• _WHAT YOU NEED TO DO_:
Could you return the entire listing below exactly as written?

• _RECORDS SHOWN_:
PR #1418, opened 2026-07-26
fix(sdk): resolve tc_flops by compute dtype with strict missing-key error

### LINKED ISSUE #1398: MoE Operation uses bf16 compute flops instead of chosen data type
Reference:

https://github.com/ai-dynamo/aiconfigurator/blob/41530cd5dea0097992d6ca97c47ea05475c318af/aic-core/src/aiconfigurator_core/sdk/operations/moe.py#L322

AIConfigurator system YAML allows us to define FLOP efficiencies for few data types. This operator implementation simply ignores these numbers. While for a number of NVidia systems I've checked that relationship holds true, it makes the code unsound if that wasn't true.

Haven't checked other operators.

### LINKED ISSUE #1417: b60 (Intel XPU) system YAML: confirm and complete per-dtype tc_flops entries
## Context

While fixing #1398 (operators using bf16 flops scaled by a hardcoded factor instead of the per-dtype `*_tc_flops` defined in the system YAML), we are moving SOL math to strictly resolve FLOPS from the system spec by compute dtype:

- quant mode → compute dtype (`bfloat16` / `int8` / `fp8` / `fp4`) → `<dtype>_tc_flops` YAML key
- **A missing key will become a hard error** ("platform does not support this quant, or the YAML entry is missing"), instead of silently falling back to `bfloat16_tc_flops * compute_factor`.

• _RESPONSE BELOW_:
PR #1418, opened 2026-07-26
fix(sdk): resolve tc_flops by compute dtype with strict missing-key error

### LINKED ISSUE #1398: MoE Operation uses bf16 compute flops instead of chosen data type
Reference:

https://github.com/ai-dynamo/aiconfigurator/blob/41530cd5dea0097992d6ca97c47ea05475c318af/aic-core/src/aiconfigurator_core/sdk/operations/moe.py#L322

AIConfigurator system YAML allows us to define FLOP efficiencies for few data types. This operator implementation simply ignores these numbers. While for a number of NVidia systems I've checked that relationship holds true, it makes the code unsound if that wasn't true.

Haven't checked other operators.

### LINKED ISSUE #1417: b60 (Intel XPU) system YAML: confirm and complete per-dtype tc_flops entries
## Context

While fixing #1398 (operators using bf16 flops scaled by a hardcoded factor instead of the per-dtype `*_tc_flops` defined in the system YAML), we are moving SOL math to strictly resolve FLOPS from the system spec by compute dtype:

- quant mode → compute dtype (`bfloat16` / `int8` / `fp8` / `fp4`) → `<dtype>_tc_flops` YAML key
- **A missing key will become a hard error** ("platform does not support this quant, or the YAML entry is missing"), instead of silently falling back to `bfloat16_tc_flops * compute_factor`.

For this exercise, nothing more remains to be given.